McCarthy v. Madigan, 503 U.S. 140 (1992), is the modern restatement. McCarthy held that a federal prisoner did not have to exhaust the Bureau of Prisons grievance process before bringing a Bivens damages claim, because the BOP process could not grant monetary relief and the delay would prejudice the prisoner's claim. Id. at 153-54. After the PLRA, McCarthy's specific holding is no longer good law for prisoner claims, but its three-factor futility framework is still the leading articulation of common-law exhaustion limits.
Pitfalls that sink exhaustion motions
Three errors recur:
Treating statutory and common-law exhaustion the same. Defendants sometimes invoke generalized prudential exhaustion arguments in a case where Congress has spoken specifically. The court will see the gap. Lead with the statute.
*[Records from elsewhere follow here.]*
PR #288, opened 2024-10-17
Persist spectate_mode_minimal_ui between game launches

### LINKED ISSUE #107: Status of spectate_mode_minimal_ui and pow2_tex doesn't persist between game loads
The status of the "spectate_mode_minimal_ui" and "pow2_tex" should persist when exiting and relaunching the game. Currently, they do not, so they must be re-entered every session you wish for them to be active.

GooberRF:
Self explanatory - this command is very useful to people streaming/recording videos in spectate, and it's annoying to have to enter the command on each game launch.

Resolves #107


common/src/config/GameConfig.cpp
```diff
@@ -165,6 +165,7 @@ bool GameConfig::visit_vars(T&& visitor, bool is_save)
     result &= visitor(dash_faction_key, "Direct Input", direct_input);
     result &= visitor(dash_faction_key, "Fast Start", fast_start);
     result &= visitor(dash_faction_key, "Scoreboard Animations", scoreboard_anim);
+    result &= visitor(dash_faction_key, "Minimal Spectate UI", spectate_mode_minimal_ui);
```
is-this-c, line 168: Consistency would be better imo.
```suggestion
    result &= visitor(dash_faction_key, "Spectate Mode Minimal UI", spectate_mode_minimal_ui);
```

is-this-c:
I was going to PR this. It is definitely useful.

is-this-c:
I think it should disable `Spectating: ` and the dark rectangle for minimal UI. IMO worst part of spectate and should just be removed altogether.

GooberRF:
> I think it should disable `Spectating: ` and the dark rectangle for minimal UI. IMO worst part of spectate and should just be removed altogether.

I would personally disagree with removing the dark rectangle, but would be on board with removing the "Spectating:" text.

Either way though, I plan to keep this PR limited to persisting the minimal mode bool, the behaviour of minimal mode itself should be handled separately IMO.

Ignoring the affirmative-defense classification. A motion that demands the plaintiff plead exhaustion in the complaint will be denied. The motion must show that non-exhaustion appears on the face of the complaint, not that the complaint failed to allege exhaustion in the first place.
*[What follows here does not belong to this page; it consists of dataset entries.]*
PR #289, opened 2024-10-17
Add command to allow adding/changing/removing server password

### LINKED ISSUE #125: Ability to change/add/remove server password at runtime
PF had an `sv_pass` command, allowing someone at the server console or using rcon to change the server password (or remove it, if running `sv_pass` with no argument). Would be great if Dash had this as well.

GooberRF:
This PR adds the `server_password` command, which can be used either as server or via rcon to add a password to a server without one, change the existing password to something else, or remove the password entirely.

Syntax is `server_password <password>`

Resolves #125

### DIFF
--- a/game_patch/os/commands.cpp
+++ b/game_patch/os/commands.cpp
@@ -92,6 +92,27 @@ DcCommandAlias map_info_cmd{
     level_info_cmd,
 };
 
+ConsoleCommand2 server_password_cmd{
+    "server_password",
+    [](std::optional<std::string> pattern) {
+        if (!rf::is_multi || !rf::is_server) {
+            rf::console::print("This command can only be run as a server!");
+            return;
+        }            
+
+        if (pattern) {
+            rf::netgame.password = pattern.value().c_str();
+            rf::console::print("Server password set to: {}", *pattern);
+        }
+        else {
+            rf::netgame.password = "";
+            rf::console::print("Server password removed.");
+        }
+    },
+    "Set or remove the server password.",
+    "server_password <password>",
+};
+
 // only allow verify_level if a level is loaded (avoid a crash if command is run in menu)
 FunHook<void()> verify_level_cmd_hook{
     0x0045E1F0,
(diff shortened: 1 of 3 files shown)


game_patch/os/commands.cpp
```diff
@@ -92,6 +92,27 @@ DcCommandAlias map_info_cmd{
...
+    "server_password",
+    [](std::optional<std::string> pattern) {
+        if (!rf::is_multi || !rf::is_server) {
+            rf::console::print("This command can only be run as a server!");
+            return;
+        }            
+
+        if (pattern) {
+            rf::netgame.password = pattern.value().c_str();
+            rf::console::print("Server password set to: {}", *pattern);
```
is-this-c, line 105:
```suggestion
            rf::console::print("Server password set to: {}", rf::netgame.password);
```

game_patch/os/commands.cpp
```diff
@@ -92,6 +92,27 @@ DcCommandAlias map_info_cmd{
     level_info_cmd,
 };
 
+ConsoleCommand2 server_password_cmd{
+    "server_password",
+    [](std::optional<std::string> pattern) {
```
is-this-c, line 97:
```suggestion
    [](std::optional<std::string> pass) {
```

is-this-c:
I think `sv_pass` is better. It is simpler and was previously used by PF.

GooberRF:
> I think `sv_pass` is better. It is simpler and was previously used by PF.

I am personally of the view that adjusting the naming convention for all console commands to prioritize short length and `sv_`, `cl_`, `r_`, `mp_`, etc. prefixes (like id tech games) would be ideal, but unless rafalh were to decide to go that way, it's best to continue with the approach already established rather than having some commands follow the existing convention and some follow the id tech/PF approach.

`sv_pass` in my view would be a better way to name this command, but it doesn't match the established convention unlike `server_password`.

is-this-c:
Don't those other games have tons of console naming inconsistencies anyway?

GooberRF:
> Don't those other games have tons of console naming inconsistencies anyway?

Not generally, but even if they did, I don't think Dash should. If a standard is established, it should be maintained unless there's a very good reason not to (or if the standard changes).

Again, I think using prefixes like this would be good, but it explicitly goes against the established standard, so I have no intention to use that approach unless the project owner wants to change the established standard.

rafalh (approved):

Forgetting unavailability. After Ross, every PLRA motion has to address whether the grievance process was actually available to the plaintiff. The same logic now applies in many non-PLRA settings. A defendant who treats availability as an afterthought invites a denial and an opportunity for the plaintiff to amend.
What makes an exhaustion motion succeed
The motion succeeds when the brief identifies the precise statutory or regulatory hook, walks the court through the administrative process the plaintiff was required to complete, points to specific allegations in the complaint that show the plaintiff did not complete it, and forecloses the available exceptions on the pleadings. It fails when the defendant relies on common-law exhaustion to dodge a statutory framework, when the motion depends on extrinsic evidence the court cannot consider, or when futility and unavailability are left for the reply brief.
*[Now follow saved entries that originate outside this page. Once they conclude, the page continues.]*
PR #291, opened 2024-10-18
Make players maintain relative velocity when teleporting

### LINKED ISSUE #19: Maintain directional velocity through teleporters
It would be ideal if directional velocity could be maintained through teleports, proportional to the direction of the teleport destination. By this I mean, if a player enters a Teleport trigger while moving north, and the "Teleport_Player" event exits them pointing south, their northward velocity should be translated into southward velocity when they arrive at the destination to match the direction of the destination "Teleport_Player" event. This could perhaps be a flag on the "Teleport_Player" event that mappers could set? Or just the default behaviour for teleporting?

GooberRF:
This PR adjusts the behaviour of the `Teleport_Player` event such that relative velocity is maintained when teleporting. This means that when you go into a teleporter, you come out of the teleporter going the same speed, regardless of the direction of the teleport destination relative to the teleport entrance.

Functionally this vastly improves the experience when teleporting - you no longer run into a teleporter and come out flying sideways or something.

Resolves #19 

This PR also makes two other much more minor adjustments which I'll note just for the record:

For plaintiffs, the same map points to the response. Plead the administrative steps you did take, even if you skipped some. If you have a futility or unavailability theory, plead the supporting facts with the same particularity you would use for fraud. And remember that dismissal without prejudice often still lets you exhaust and return, so do not concede with-prejudice dismissal without checking whether the administrative window remains open.
The exhaustion doctrine exists because Congress and the agencies built parallel systems to handle specific disputes outside the courts. Defendants who use it properly can end a case before discovery. Plaintiffs who anticipate it can either complete the process or plead around it. Either way, ignoring exhaustion at the pleading stage is the most expensive mistake a litigant can make.